Problem requirements: In the listing below, the answer starts at the line that has "PR #237, opened 2023-01-30" and stops after the line that has "--- a/src/capellambse/metamodel/cs.py"; please repeat that part exactly and nothing more.

══════════════════════════════

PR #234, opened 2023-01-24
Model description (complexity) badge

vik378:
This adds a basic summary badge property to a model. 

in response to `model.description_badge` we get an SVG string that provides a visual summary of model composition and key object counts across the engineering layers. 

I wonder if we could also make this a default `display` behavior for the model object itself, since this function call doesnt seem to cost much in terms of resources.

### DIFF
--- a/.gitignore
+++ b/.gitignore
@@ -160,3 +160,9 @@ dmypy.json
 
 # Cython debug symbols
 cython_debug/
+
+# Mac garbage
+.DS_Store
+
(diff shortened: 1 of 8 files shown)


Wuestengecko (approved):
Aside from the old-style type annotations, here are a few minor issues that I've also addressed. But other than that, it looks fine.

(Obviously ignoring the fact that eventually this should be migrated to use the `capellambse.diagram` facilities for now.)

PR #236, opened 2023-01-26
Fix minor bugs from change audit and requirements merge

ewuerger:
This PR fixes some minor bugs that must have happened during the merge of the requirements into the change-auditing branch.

══════════════════════════════

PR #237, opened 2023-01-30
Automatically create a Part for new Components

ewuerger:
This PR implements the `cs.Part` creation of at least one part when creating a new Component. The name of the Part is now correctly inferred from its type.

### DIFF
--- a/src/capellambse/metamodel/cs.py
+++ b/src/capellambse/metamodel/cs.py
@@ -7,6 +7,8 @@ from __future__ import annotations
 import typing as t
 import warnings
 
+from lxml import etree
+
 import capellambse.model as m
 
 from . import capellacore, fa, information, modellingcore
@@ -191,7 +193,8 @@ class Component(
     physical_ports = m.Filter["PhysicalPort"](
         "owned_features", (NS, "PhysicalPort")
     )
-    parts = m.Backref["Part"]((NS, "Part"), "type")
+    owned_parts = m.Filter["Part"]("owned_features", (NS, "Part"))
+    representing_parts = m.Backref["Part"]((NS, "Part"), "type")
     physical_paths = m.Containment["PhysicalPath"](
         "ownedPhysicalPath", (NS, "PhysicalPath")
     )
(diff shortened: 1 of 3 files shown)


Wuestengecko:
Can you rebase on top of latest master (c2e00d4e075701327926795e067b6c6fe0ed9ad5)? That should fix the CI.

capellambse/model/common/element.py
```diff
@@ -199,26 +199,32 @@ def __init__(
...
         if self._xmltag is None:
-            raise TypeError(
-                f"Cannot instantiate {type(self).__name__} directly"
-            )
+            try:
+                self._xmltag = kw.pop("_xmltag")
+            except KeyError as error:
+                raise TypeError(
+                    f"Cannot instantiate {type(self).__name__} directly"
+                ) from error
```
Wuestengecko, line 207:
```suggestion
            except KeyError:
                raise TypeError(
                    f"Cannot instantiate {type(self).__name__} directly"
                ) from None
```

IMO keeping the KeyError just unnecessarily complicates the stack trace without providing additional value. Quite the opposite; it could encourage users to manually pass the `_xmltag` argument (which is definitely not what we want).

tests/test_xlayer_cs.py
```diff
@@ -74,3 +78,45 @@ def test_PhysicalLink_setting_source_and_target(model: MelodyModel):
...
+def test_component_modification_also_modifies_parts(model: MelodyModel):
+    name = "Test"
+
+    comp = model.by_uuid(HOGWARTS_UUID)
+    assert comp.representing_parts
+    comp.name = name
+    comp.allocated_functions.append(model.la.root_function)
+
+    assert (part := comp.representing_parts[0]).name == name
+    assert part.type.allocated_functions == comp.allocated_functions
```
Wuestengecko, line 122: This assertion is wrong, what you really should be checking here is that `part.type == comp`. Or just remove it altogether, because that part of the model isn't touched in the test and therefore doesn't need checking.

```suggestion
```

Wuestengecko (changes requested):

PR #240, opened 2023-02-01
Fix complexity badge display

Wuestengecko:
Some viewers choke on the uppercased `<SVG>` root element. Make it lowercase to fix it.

══════════════════════════════

Response to this exercise:
PR #237, opened 2023-01-30
Automatically create a Part for new Components

ewuerger:
This PR implements the `cs.Part` creation of at least one part when creating a new Component. The name of the Part is now correctly inferred from its type.

### DIFF
--- a/src/capellambse/metamodel/cs.py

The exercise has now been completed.